Size stamp says 28 x 1 3/8 x 1 5/8.


----------



## Brandane (6 Jan 2010)

tyred said:


> Tyre sizing can be a complex subject as many different standards have been used but you should have 700c (622mm) rims. I'd be genuinely surprised if you don't. Some tyres for these are marked as 28". The only other type of 28" tyre I am aware of is the 28 x 1 1/2" (635mm) used on old rod braked Raleighs and the like. I doubt you have these.
> 
> Sheldon Brown has an article on tyre sizing which you might find of interest. - http://sheldonbrown.com/tire-sizing.html



Thanks for that as well. Looks like 700c tyres will fit!


----------



## MartinC (6 Jan 2010)

In some parts of the world (e.g. Germany) 700c wheels/tyres are still referred to as 28". It's a historical reference to the approximate size of wheel and tyre that was bigger than the other 26" ones (and there are several of those).

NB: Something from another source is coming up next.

PR #1534, opened 2026-07-28
Feature/offline app loading

### LINKED ISSUE #1376: Support offline loading
Currently, while the Seed Bible has a service worker that enables better caching, it does not have support for loading the Seed Bible when the user's device is offline.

Basically they refer to road size wheels as 28" and MTB as 26".


----------



## hubgearfreak (6 Jan 2010)

MartinC said:


> In some parts of the world (e.g. Germany) 700c wheels/tyres are still referred to as 28". It's a historical reference to the approximate size of wheel and tyre



700c is also a historic name for approx diameter



MartinC said:


> Basically they refer to road size wheels as 28" and MTB as 26".



by making vague statements such as this, you're adding to the confusion


----------



## jimboalee (7 Jan 2010)

Not as confusing as 'Sewn on rims' and 'Wired on rims'.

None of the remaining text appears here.